§ **Aim of the exercise**
Please set down exactly the lines of the listing below from the line containing "PR #723, opened 2019-09-19" through the line containing "Add support for", both lines included, leaving out all other lines.

====== Input

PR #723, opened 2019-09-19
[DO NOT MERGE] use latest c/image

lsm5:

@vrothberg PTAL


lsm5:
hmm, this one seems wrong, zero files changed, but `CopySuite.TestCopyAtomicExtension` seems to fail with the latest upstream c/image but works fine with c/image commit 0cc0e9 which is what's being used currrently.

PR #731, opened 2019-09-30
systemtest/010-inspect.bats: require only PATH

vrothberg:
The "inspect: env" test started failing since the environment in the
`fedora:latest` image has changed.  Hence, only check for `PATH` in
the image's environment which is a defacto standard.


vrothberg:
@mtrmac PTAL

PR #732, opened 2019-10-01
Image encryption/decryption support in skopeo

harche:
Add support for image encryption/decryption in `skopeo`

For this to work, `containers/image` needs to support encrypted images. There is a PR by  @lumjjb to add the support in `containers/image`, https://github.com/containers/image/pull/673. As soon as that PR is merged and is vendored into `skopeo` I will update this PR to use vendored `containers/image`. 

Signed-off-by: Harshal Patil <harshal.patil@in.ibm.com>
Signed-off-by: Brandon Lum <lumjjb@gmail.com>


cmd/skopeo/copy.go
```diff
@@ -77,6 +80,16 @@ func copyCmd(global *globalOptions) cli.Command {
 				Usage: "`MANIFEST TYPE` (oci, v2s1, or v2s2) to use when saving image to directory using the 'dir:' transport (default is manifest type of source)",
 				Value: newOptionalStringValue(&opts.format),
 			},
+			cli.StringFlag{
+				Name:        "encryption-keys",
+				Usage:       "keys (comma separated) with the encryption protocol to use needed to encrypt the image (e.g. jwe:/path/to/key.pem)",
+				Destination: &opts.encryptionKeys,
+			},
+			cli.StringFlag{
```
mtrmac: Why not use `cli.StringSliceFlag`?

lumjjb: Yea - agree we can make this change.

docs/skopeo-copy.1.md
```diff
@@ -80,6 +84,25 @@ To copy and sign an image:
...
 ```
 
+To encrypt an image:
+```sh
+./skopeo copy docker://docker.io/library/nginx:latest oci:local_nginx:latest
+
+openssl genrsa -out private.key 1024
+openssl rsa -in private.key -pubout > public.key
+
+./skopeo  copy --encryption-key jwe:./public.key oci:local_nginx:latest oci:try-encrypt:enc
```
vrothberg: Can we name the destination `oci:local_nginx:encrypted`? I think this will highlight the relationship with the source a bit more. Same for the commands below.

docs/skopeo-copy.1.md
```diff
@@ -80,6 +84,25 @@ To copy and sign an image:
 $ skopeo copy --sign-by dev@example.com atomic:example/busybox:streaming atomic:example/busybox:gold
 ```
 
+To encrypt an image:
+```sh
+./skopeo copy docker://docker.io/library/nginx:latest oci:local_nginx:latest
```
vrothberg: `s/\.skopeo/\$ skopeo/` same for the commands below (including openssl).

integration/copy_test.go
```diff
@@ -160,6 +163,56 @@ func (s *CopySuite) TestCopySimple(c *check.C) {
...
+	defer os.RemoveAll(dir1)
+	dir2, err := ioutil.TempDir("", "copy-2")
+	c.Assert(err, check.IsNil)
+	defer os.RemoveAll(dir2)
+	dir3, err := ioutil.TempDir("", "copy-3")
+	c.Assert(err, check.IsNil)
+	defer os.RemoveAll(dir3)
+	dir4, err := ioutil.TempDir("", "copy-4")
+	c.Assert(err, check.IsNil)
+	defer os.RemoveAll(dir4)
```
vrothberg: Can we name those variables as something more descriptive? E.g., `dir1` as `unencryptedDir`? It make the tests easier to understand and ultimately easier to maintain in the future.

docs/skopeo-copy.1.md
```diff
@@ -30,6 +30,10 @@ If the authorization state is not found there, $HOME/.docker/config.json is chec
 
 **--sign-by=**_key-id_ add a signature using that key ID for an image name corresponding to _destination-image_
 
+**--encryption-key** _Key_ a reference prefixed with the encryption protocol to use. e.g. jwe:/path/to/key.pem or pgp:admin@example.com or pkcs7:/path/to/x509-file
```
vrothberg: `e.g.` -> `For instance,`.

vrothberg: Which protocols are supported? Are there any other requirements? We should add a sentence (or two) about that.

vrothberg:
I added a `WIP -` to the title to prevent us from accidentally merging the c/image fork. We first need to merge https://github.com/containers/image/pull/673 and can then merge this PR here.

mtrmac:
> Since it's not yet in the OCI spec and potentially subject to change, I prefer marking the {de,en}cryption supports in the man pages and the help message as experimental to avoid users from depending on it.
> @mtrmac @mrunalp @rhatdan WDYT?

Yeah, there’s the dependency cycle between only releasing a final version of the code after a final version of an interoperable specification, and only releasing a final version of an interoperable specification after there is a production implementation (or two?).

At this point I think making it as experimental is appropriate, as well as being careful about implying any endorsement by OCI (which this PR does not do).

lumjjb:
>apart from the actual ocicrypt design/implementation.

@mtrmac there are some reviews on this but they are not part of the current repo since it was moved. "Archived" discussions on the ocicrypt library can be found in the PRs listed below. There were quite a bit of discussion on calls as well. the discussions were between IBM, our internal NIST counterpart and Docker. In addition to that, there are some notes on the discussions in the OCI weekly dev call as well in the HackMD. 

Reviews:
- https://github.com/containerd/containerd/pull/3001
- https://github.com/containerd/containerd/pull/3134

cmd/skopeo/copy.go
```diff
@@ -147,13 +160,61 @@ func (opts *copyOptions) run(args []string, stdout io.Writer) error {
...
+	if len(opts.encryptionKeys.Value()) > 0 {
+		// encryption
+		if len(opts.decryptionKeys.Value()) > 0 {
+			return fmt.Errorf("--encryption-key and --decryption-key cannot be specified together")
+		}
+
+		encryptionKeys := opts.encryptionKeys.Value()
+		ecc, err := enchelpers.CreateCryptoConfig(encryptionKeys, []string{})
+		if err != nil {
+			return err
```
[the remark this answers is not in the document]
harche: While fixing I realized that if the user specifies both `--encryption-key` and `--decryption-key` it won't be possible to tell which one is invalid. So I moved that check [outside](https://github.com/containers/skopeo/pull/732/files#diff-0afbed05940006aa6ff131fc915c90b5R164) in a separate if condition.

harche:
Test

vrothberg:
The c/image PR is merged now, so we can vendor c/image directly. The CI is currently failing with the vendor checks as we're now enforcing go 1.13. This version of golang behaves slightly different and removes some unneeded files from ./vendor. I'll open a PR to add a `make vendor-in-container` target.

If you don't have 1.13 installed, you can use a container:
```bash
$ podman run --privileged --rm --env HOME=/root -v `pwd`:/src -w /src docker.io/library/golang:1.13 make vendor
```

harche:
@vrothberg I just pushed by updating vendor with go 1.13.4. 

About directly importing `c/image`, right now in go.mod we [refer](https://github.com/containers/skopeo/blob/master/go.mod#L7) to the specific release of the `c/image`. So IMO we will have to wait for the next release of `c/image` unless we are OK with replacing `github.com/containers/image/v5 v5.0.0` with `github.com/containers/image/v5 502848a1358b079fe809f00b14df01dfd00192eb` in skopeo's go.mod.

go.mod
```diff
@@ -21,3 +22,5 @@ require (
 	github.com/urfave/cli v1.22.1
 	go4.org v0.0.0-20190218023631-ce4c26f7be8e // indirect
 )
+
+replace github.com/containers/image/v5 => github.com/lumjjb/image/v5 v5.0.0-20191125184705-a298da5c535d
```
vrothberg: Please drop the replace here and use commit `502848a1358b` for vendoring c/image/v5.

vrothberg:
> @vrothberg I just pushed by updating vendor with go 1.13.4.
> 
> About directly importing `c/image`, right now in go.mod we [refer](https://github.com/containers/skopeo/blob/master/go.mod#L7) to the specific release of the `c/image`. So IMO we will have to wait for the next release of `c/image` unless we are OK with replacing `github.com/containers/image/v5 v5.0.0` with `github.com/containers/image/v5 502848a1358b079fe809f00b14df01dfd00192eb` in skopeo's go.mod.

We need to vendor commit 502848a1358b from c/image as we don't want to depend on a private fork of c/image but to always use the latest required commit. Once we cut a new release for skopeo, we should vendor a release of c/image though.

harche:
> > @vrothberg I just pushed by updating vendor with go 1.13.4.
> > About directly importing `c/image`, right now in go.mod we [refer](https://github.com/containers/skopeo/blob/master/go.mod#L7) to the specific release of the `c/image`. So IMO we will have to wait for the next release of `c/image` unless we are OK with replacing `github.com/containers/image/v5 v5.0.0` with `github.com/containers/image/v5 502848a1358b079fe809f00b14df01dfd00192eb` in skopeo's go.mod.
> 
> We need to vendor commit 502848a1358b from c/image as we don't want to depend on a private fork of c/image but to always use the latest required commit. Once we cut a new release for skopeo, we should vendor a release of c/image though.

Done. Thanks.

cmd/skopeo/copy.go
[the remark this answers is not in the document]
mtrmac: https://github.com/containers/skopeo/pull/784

============
====== Input

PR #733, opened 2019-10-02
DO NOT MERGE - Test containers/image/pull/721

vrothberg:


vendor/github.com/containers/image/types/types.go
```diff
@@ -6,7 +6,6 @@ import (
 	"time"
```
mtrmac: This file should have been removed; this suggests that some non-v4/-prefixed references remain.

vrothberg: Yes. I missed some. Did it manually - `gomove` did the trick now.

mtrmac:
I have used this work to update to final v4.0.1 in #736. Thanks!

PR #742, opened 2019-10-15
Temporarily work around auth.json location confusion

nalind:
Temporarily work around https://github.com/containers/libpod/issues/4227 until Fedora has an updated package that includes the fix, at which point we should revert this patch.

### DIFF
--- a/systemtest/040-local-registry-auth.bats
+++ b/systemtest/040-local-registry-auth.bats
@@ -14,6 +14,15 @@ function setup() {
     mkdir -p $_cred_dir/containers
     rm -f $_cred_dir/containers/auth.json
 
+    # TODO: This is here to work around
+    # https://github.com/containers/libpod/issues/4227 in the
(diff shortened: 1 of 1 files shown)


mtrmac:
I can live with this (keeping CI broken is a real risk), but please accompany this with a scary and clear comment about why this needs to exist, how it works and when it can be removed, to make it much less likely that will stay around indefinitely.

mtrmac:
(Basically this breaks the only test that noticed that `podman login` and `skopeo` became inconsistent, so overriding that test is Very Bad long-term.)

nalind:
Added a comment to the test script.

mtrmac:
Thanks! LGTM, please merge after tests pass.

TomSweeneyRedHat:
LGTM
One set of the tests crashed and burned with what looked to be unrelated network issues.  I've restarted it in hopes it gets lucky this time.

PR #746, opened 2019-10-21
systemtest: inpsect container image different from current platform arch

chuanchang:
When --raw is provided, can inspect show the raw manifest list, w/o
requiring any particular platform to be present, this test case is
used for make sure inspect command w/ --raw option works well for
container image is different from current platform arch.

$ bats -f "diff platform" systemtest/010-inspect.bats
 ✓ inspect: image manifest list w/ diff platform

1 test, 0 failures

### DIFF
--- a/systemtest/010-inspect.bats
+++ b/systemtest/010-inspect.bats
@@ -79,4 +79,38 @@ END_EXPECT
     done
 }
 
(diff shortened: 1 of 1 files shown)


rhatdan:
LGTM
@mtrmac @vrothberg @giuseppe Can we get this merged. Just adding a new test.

============
====== Input

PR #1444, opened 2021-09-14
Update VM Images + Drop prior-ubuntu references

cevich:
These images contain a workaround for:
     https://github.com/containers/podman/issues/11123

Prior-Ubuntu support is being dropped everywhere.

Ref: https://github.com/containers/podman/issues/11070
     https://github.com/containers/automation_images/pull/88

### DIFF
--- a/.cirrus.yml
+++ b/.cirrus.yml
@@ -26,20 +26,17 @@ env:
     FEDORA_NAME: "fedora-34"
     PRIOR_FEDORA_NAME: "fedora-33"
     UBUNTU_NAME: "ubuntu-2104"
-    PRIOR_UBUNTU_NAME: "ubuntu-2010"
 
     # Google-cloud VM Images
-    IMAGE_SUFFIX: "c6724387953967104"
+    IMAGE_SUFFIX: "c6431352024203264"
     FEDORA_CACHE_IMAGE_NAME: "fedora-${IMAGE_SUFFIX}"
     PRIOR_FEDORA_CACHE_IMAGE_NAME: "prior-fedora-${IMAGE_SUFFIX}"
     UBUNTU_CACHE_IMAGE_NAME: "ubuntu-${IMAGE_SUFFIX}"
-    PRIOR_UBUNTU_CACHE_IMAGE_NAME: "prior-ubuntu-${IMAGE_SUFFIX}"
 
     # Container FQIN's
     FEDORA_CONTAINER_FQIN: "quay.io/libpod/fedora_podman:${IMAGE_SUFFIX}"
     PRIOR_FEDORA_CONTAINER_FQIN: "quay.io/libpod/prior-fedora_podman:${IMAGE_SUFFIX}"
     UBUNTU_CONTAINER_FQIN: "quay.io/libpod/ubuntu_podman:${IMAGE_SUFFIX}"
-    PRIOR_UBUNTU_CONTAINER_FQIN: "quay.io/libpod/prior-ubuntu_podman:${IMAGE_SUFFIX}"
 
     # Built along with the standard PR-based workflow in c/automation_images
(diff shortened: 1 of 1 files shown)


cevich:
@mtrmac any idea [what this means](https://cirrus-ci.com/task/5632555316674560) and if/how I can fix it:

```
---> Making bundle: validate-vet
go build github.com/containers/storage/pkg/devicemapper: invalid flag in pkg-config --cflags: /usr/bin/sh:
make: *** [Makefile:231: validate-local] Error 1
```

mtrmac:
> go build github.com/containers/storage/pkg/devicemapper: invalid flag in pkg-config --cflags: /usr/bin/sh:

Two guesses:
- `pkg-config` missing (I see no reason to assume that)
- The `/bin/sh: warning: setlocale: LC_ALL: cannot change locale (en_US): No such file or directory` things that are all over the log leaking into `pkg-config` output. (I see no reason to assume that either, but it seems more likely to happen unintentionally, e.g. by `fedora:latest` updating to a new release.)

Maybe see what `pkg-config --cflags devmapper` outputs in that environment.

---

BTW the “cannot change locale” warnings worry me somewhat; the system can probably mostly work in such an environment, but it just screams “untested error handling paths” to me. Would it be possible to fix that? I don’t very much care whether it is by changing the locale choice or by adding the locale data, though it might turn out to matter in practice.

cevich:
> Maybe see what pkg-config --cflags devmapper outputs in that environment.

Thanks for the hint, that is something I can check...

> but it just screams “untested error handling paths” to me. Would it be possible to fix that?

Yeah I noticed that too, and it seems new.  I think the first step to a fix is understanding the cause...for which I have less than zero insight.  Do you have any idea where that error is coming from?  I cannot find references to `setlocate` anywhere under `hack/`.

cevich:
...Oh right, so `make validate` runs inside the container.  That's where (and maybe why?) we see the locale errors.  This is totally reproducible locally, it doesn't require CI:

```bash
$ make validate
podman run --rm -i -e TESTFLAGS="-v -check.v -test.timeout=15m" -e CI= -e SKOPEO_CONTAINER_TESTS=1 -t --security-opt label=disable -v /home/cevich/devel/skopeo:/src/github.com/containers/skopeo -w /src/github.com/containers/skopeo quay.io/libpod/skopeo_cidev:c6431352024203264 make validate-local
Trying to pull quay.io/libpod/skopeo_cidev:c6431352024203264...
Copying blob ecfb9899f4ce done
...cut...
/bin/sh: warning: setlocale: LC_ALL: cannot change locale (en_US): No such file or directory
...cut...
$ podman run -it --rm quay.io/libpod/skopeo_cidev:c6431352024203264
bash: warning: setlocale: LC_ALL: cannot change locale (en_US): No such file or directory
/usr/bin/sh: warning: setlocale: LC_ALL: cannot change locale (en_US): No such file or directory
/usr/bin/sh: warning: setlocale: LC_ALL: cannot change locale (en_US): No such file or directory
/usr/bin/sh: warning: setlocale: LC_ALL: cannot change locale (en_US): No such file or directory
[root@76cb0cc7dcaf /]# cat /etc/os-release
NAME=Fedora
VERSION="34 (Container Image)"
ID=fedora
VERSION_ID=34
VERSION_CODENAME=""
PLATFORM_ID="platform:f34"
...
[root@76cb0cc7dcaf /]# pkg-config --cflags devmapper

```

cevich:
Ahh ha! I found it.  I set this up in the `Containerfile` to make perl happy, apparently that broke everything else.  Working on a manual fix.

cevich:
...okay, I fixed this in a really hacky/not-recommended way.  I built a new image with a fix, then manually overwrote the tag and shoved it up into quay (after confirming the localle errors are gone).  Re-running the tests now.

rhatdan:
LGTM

============

§ **Result**
PR #723, opened 2019-09-19
[DO NOT MERGE] use latest c/image

lsm5:

@vrothberg PTAL


lsm5:
hmm, this one seems wrong, zero files changed, but `CopySuite.TestCopyAtomicExtension` seems to fail with the latest upstream c/image but works fine with c/image commit 0cc0e9 which is what's being used currrently.

PR #731, opened 2019-09-30
systemtest/010-inspect.bats: require only PATH

vrothberg:
The "inspect: env" test started failing since the environment in the
`fedora:latest` image has changed.  Hence, only check for `PATH` in
the image's environment which is a defacto standard.


vrothberg:
@mtrmac PTAL

PR #732, opened 2019-10-01
Image encryption/decryption support in skopeo

harche:
Add support for image encryption/decryption in `skopeo`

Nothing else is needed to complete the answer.